Goal of the exercise | The entries below hold a line with "PR #402, opened 2026-06-18" and a line with "closes: #387". Return those lines and all that lie between them, exactly and only.

Source information |
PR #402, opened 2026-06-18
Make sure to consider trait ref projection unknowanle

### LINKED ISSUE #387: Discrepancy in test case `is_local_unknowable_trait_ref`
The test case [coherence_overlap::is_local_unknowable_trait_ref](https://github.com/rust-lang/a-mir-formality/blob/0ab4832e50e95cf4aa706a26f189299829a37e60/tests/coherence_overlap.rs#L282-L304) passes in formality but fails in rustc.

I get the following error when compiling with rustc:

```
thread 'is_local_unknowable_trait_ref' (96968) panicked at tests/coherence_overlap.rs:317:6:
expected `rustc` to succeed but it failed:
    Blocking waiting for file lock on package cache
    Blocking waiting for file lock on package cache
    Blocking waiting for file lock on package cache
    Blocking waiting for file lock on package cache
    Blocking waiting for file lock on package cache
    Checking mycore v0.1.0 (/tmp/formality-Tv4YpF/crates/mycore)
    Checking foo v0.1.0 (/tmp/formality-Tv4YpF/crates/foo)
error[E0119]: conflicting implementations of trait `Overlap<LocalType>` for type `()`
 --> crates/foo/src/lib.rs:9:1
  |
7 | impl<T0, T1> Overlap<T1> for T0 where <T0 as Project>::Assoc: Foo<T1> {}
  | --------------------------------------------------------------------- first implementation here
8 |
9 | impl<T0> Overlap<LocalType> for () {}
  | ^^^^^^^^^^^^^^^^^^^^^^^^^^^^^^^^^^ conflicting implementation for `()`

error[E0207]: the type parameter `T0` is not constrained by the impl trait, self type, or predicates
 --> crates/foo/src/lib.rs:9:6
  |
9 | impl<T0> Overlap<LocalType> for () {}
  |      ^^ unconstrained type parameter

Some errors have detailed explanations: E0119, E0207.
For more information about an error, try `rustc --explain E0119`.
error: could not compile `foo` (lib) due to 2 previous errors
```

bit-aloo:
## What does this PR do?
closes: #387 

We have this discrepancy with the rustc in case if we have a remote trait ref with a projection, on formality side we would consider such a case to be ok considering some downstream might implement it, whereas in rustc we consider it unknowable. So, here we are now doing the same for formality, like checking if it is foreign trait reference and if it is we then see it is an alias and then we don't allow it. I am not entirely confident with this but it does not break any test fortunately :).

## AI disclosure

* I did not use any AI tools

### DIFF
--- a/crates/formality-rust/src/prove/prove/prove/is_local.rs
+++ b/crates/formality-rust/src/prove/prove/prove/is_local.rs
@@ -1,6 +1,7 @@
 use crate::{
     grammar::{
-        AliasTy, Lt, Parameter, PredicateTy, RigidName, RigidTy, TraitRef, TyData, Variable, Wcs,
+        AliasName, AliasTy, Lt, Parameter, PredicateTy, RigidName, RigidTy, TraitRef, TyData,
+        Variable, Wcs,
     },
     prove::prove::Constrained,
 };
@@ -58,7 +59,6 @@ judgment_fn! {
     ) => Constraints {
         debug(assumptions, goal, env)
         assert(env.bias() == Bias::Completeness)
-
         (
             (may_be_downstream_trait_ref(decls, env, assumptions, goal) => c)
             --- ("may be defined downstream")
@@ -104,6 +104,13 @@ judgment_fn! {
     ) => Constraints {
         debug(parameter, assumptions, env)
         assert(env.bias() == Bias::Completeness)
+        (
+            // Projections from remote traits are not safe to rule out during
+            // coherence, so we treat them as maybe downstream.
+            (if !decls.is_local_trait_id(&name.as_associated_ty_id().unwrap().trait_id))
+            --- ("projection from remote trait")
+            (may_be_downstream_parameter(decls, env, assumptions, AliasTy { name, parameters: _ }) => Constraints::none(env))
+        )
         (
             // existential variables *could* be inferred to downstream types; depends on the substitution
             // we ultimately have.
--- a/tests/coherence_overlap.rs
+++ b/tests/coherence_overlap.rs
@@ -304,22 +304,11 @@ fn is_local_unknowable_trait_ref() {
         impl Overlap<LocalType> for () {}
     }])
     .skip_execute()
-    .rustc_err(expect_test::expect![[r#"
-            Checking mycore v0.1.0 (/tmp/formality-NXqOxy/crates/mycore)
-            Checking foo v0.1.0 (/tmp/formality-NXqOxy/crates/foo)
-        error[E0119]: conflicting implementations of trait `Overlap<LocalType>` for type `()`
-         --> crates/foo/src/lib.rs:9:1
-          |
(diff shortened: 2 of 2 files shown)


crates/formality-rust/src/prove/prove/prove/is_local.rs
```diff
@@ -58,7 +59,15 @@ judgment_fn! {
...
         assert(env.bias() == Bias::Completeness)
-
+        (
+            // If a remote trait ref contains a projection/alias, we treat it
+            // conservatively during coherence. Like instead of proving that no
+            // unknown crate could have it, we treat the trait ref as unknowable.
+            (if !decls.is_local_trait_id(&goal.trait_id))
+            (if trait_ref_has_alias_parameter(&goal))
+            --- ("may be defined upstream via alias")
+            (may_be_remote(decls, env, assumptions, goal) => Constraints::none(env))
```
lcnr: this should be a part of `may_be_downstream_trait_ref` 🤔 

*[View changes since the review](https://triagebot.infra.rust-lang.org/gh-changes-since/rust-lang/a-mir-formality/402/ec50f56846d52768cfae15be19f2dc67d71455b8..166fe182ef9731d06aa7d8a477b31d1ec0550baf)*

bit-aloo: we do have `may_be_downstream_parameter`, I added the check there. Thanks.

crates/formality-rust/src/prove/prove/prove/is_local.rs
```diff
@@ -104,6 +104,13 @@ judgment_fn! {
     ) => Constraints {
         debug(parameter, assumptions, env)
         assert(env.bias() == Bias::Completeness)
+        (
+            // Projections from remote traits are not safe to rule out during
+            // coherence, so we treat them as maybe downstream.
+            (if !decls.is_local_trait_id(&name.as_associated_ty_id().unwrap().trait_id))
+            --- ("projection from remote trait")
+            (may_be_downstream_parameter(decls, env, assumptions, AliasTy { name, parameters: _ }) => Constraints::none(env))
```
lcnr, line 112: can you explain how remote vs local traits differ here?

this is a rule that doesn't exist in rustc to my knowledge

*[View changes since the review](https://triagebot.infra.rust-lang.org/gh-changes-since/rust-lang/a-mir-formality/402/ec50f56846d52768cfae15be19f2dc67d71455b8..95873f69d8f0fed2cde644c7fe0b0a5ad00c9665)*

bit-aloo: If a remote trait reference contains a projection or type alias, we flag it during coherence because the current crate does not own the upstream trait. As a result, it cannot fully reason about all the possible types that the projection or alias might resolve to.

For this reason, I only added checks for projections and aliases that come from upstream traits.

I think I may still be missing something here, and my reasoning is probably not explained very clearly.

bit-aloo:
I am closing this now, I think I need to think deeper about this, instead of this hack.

...

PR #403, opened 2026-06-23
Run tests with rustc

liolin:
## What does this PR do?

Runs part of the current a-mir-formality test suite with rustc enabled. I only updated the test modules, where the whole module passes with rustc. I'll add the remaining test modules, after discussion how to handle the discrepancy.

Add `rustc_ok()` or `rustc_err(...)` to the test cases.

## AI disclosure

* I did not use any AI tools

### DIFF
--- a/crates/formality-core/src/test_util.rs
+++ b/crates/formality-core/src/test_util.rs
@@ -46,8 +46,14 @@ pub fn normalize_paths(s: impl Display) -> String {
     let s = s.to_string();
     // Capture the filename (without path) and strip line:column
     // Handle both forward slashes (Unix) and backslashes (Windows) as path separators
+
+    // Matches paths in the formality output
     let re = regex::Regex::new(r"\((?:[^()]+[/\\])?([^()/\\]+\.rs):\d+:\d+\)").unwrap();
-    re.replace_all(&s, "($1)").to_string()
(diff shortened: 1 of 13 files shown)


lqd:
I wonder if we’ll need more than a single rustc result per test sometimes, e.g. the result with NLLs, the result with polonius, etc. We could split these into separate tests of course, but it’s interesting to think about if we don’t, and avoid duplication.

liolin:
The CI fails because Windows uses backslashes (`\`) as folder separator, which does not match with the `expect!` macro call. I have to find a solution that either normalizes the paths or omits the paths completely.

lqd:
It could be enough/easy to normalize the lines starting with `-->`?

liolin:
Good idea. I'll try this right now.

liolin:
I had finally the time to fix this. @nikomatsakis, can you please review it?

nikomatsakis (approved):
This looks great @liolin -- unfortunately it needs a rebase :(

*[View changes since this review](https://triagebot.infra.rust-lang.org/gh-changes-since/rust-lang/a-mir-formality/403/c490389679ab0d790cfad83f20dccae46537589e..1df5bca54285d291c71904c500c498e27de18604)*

* * *

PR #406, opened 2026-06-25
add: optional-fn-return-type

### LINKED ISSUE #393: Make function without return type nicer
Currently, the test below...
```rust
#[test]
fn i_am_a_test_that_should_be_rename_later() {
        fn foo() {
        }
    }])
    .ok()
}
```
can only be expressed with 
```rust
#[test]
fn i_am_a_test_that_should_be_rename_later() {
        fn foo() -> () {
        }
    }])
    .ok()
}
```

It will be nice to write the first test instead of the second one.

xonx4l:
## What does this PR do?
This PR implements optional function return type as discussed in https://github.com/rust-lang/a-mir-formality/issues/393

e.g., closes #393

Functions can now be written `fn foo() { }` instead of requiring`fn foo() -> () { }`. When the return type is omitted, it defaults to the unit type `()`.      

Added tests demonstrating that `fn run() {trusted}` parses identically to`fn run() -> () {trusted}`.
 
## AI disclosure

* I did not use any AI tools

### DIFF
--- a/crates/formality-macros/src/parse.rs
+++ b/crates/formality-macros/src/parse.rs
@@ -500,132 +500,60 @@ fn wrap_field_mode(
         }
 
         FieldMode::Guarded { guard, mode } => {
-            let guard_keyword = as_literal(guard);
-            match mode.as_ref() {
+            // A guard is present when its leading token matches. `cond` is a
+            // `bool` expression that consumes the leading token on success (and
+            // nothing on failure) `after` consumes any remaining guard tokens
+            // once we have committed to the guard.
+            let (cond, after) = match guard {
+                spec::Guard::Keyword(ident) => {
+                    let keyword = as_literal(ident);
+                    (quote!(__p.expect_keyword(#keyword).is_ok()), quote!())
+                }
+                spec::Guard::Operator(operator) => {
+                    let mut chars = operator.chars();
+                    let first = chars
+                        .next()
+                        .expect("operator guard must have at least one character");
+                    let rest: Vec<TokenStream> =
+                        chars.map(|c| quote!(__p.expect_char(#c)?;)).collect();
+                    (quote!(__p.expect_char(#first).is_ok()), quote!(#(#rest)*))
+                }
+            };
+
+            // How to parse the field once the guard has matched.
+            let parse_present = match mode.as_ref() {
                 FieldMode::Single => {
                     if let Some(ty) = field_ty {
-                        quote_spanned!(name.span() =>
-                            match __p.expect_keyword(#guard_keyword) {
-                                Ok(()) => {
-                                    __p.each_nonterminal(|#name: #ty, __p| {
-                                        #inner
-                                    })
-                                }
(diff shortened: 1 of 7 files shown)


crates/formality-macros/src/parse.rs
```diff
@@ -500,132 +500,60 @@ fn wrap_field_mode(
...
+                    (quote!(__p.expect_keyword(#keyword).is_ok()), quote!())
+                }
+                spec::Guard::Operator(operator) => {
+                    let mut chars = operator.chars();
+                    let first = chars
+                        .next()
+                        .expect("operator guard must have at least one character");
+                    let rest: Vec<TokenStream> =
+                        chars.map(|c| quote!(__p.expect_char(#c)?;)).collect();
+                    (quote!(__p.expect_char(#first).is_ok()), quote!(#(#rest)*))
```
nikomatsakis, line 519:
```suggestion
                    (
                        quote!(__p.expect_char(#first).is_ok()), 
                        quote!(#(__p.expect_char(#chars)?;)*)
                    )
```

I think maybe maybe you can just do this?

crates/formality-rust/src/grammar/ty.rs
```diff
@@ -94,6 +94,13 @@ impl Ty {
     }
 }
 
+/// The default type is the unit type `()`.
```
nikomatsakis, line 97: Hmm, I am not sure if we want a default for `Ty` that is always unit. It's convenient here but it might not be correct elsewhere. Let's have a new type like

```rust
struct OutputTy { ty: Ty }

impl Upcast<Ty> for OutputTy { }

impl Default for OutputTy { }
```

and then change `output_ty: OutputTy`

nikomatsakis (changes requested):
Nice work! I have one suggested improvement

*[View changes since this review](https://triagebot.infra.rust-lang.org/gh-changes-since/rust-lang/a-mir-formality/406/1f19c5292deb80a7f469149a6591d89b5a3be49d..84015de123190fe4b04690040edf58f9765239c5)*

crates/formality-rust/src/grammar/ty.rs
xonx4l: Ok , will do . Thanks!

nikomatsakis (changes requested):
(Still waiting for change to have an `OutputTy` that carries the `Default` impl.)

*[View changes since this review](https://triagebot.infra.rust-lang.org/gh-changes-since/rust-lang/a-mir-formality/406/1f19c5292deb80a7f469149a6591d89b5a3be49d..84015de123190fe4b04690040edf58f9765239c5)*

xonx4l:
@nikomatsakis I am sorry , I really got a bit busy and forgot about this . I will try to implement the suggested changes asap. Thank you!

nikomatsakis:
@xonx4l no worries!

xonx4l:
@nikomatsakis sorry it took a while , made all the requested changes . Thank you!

Expected output |
PR #402, opened 2026-06-18
Make sure to consider trait ref projection unknowanle

### LINKED ISSUE #387: Discrepancy in test case `is_local_unknowable_trait_ref`
The test case [coherence_overlap::is_local_unknowable_trait_ref](https://github.com/rust-lang/a-mir-formality/blob/0ab4832e50e95cf4aa706a26f189299829a37e60/tests/coherence_overlap.rs#L282-L304) passes in formality but fails in rustc.

I get the following error when compiling with rustc:

```
thread 'is_local_unknowable_trait_ref' (96968) panicked at tests/coherence_overlap.rs:317:6:
expected `rustc` to succeed but it failed:
    Blocking waiting for file lock on package cache
    Blocking waiting for file lock on package cache
    Blocking waiting for file lock on package cache
    Blocking waiting for file lock on package cache
    Blocking waiting for file lock on package cache
    Checking mycore v0.1.0 (/tmp/formality-Tv4YpF/crates/mycore)
    Checking foo v0.1.0 (/tmp/formality-Tv4YpF/crates/foo)
error[E0119]: conflicting implementations of trait `Overlap<LocalType>` for type `()`
 --> crates/foo/src/lib.rs:9:1
  |
7 | impl<T0, T1> Overlap<T1> for T0 where <T0 as Project>::Assoc: Foo<T1> {}
  | --------------------------------------------------------------------- first implementation here
8 |
9 | impl<T0> Overlap<LocalType> for () {}
  | ^^^^^^^^^^^^^^^^^^^^^^^^^^^^^^^^^^ conflicting implementation for `()`

error[E0207]: the type parameter `T0` is not constrained by the impl trait, self type, or predicates
 --> crates/foo/src/lib.rs:9:6
  |
9 | impl<T0> Overlap<LocalType> for () {}
  |      ^^ unconstrained type parameter

Some errors have detailed explanations: E0119, E0207.
For more information about an error, try `rustc --explain E0119`.
error: could not compile `foo` (lib) due to 2 previous errors
```

bit-aloo:
## What does this PR do?
closes: #387 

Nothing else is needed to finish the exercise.